◆ **HOW TO COMPLETE THIS TASK**
Return, word for word, the line containing "-65,9 +65,6 @@" and every line after it through the last line of the records below.

Saved entries
---+---

PR #3094, opened 2021-03-02
Compute Well-Level PI For Shut Wells 

bska:
This commit includes the shut wells in `wells_ecl_` and expands the PI/II value calculation to apply to those shut wells too.  With this in place we are able to run cases that have a `WELPI` keyword before the well opens, even at the very first report step.

### DIFF
--- a/opm/simulators/wells/BlackoilWellModel_impl.hpp
+++ b/opm/simulators/wells/BlackoilWellModel_impl.hpp
@@ -65,9 +65,6 @@ namespace Opm {
 
         const auto numProcs = ebosSimulator.gridView().comm().size();
         this->not_on_process_ = [this, numProcs](const Well& well) {
-            if (well.getStatus() == Well::Status::SHUT)
-                return true;
-
             if (numProcs == decltype(numProcs){1})
                 return false;
 
@@ -923,6 +920,30 @@ namespace Opm {
 
 
     template <typename TypeTag>
+    void BlackoilWellModel<TypeTag>::
+    inferLocalShutWells()
+    {
+        this->local_shut_wells_.clear();
+
+        const auto nw = this->numLocalWells();
+
+        auto used = std::vector<bool>(nw, false);
+        for (const auto& wellPtr : this->well_container_) {
+            used[wellPtr->indexOfWell()] = true;
+        }
+
+        for (auto wellID = 0; wellID < nw; ++wellID) {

---+---

◆ **RESPONSE AREA**
@@ -65,9 +65,6 @@ namespace Opm {
 
         const auto numProcs = ebosSimulator.gridView().comm().size();
         this->not_on_process_ = [this, numProcs](const Well& well) {
-            if (well.getStatus() == Well::Status::SHUT)
-                return true;
-
             if (numProcs == decltype(numProcs){1})
                 return false;
 
@@ -923,6 +920,30 @@ namespace Opm {
 
 
     template <typename TypeTag>
+    void BlackoilWellModel<TypeTag>::
+    inferLocalShutWells()
+    {
+        this->local_shut_wells_.clear();
+
+        const auto nw = this->numLocalWells();
+
+        auto used = std::vector<bool>(nw, false);
+        for (const auto& wellPtr : this->well_container_) {
+            used[wellPtr->indexOfWell()] = true;
+        }
+
+        for (auto wellID = 0; wellID < nw; ++wellID) {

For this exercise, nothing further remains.